Required work: Below are the records; copy exactly the stretch from the line containing "PR #176, opened 2021-02-03" through the line containing "Previously loading a", both ends included, and nothing else.
── Recorded information
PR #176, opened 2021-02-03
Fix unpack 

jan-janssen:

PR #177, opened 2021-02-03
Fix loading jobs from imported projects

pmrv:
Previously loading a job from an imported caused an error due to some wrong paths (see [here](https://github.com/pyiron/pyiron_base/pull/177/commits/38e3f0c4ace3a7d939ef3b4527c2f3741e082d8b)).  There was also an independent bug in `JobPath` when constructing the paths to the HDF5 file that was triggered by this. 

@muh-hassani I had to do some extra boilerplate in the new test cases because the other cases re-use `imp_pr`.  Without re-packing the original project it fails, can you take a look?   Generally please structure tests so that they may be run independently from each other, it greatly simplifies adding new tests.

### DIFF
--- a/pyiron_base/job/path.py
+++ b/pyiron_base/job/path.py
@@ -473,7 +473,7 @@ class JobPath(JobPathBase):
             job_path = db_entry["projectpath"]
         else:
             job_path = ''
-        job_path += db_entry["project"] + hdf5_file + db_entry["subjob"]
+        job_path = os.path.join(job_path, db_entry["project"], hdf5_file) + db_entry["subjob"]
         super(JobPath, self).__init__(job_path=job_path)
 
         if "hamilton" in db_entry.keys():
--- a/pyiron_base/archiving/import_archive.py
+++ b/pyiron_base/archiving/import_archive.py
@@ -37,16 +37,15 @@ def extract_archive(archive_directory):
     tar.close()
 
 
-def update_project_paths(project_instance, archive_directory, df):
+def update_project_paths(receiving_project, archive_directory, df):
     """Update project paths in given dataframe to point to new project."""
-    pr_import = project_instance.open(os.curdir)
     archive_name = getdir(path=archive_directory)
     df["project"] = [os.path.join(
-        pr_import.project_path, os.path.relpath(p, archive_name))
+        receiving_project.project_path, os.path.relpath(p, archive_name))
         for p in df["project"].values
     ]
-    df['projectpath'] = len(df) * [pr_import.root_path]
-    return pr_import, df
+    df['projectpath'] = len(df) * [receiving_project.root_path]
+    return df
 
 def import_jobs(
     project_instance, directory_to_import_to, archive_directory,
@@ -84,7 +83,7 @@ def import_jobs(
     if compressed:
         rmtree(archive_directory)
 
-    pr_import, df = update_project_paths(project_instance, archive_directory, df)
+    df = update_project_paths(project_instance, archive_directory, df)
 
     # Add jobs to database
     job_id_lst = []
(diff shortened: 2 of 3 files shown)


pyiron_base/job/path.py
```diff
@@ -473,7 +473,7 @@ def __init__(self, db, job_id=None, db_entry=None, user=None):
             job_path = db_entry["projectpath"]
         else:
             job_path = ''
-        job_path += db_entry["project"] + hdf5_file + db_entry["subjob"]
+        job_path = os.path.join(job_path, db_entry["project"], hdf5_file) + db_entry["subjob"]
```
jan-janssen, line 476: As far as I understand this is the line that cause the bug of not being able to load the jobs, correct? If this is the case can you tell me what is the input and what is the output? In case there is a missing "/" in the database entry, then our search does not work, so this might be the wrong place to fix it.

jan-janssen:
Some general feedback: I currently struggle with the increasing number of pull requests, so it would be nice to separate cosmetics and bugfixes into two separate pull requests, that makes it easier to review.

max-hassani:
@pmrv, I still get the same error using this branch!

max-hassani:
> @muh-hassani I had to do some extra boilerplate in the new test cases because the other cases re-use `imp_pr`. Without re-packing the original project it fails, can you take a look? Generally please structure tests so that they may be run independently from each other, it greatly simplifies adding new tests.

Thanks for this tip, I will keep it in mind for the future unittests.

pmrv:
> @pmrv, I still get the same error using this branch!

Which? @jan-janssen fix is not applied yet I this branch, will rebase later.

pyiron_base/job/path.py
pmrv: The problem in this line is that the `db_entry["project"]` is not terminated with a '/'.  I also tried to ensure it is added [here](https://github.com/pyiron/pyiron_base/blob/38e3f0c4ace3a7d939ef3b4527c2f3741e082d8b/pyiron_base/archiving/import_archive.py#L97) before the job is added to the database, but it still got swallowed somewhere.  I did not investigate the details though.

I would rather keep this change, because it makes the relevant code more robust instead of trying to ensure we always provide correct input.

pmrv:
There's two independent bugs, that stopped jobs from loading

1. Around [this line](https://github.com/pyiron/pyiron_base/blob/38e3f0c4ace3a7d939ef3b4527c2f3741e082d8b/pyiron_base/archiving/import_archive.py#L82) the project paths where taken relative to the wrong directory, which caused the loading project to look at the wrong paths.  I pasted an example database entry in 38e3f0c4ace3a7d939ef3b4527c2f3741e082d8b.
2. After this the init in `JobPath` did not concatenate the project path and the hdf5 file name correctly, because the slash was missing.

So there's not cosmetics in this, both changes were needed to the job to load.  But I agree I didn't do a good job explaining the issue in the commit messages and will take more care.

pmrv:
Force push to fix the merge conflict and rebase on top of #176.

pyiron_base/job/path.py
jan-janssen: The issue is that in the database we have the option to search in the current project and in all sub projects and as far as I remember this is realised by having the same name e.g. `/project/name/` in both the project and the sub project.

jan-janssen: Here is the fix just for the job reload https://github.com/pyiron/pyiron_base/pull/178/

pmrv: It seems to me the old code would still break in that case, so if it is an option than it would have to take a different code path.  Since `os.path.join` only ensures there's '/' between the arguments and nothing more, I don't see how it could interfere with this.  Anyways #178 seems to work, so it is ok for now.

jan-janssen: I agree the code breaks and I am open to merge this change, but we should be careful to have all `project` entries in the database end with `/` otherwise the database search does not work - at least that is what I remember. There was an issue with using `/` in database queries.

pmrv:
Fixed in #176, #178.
────
── Recorded information
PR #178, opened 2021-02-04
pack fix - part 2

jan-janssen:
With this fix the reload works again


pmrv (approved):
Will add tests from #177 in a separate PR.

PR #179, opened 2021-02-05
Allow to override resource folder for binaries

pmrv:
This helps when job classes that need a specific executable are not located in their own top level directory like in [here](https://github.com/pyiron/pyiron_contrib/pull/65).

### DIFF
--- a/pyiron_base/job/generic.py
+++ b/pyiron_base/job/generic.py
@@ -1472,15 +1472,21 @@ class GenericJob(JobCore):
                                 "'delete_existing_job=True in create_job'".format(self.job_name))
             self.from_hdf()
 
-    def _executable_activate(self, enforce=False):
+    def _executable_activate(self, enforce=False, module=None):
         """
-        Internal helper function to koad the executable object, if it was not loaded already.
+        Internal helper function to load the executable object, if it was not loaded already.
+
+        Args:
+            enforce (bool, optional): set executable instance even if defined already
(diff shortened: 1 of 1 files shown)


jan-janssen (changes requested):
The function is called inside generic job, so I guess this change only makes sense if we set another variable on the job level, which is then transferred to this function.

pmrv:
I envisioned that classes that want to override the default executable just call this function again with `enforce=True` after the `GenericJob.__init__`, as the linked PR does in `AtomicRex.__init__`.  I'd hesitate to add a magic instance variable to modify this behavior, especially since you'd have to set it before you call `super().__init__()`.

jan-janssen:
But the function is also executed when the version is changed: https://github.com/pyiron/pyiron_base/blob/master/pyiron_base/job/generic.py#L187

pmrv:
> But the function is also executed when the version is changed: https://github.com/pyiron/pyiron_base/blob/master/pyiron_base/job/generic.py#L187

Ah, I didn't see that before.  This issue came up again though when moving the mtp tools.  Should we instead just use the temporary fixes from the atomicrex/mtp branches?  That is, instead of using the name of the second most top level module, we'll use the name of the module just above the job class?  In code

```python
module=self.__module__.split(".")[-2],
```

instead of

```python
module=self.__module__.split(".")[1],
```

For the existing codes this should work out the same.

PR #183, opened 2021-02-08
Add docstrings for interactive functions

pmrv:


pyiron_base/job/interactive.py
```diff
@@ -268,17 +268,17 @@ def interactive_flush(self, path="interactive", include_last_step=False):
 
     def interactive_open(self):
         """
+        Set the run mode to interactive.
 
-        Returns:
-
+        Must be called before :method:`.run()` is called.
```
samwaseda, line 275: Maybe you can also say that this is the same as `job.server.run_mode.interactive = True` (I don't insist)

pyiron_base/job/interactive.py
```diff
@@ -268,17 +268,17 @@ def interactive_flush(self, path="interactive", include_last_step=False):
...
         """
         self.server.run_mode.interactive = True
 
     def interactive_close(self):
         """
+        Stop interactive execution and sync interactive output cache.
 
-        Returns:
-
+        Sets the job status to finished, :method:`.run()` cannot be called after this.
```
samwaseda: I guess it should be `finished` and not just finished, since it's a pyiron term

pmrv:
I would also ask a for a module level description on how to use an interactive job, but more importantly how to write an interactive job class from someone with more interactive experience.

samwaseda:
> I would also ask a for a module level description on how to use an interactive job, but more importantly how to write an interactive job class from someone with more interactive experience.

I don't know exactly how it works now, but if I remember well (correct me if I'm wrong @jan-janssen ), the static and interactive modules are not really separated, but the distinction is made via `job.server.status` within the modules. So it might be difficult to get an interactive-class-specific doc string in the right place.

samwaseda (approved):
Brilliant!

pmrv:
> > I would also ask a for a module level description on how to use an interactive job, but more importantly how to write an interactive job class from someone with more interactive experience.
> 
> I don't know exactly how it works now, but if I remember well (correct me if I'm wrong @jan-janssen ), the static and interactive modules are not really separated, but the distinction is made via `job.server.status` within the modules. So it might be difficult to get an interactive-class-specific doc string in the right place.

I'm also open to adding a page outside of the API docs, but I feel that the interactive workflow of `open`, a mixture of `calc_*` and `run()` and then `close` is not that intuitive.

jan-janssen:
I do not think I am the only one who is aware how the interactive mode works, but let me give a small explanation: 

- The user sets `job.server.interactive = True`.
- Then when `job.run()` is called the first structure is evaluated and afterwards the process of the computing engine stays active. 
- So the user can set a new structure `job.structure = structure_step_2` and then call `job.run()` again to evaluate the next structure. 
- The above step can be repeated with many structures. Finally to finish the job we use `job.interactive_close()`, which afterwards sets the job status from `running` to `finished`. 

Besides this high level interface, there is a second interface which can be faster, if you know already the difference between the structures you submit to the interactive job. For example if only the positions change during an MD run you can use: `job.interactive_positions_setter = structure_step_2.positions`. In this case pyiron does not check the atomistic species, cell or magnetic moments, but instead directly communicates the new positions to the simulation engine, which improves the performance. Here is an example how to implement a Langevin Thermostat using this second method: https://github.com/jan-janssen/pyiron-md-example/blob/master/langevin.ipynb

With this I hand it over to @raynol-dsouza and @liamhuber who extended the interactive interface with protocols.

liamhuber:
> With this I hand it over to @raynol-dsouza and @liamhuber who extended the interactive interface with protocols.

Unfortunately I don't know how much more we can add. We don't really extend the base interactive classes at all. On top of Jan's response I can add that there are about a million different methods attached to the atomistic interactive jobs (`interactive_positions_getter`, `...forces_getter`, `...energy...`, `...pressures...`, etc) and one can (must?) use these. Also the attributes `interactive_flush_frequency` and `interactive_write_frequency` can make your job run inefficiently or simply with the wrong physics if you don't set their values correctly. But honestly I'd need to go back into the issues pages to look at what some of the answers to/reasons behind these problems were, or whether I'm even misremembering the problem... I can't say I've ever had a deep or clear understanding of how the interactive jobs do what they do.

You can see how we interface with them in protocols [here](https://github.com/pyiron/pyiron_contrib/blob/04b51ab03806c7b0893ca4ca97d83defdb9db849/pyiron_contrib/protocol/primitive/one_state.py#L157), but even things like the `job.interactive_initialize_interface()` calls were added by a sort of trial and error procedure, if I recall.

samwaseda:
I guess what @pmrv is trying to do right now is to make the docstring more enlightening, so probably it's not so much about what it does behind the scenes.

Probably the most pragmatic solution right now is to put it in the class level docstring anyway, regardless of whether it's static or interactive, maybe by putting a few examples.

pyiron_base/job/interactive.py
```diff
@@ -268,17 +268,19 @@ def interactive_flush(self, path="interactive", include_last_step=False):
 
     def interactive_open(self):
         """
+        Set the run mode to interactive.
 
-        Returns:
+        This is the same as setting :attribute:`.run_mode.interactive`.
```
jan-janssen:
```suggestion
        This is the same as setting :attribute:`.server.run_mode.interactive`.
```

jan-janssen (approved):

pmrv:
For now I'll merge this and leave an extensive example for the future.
────
Result below:
PR #176, opened 2021-02-03
Fix unpack 

jan-janssen:

PR #177, opened 2021-02-03
Fix loading jobs from imported projects

pmrv:
Previously loading a job from an imported caused an error due to some wrong paths (see [here](https://github.com/pyiron/pyiron_base/pull/177/commits/38e3f0c4ace3a7d939ef3b4527c2f3741e082d8b)).  There was also an independent bug in `JobPath` when constructing the paths to the HDF5 file that was triggered by this. 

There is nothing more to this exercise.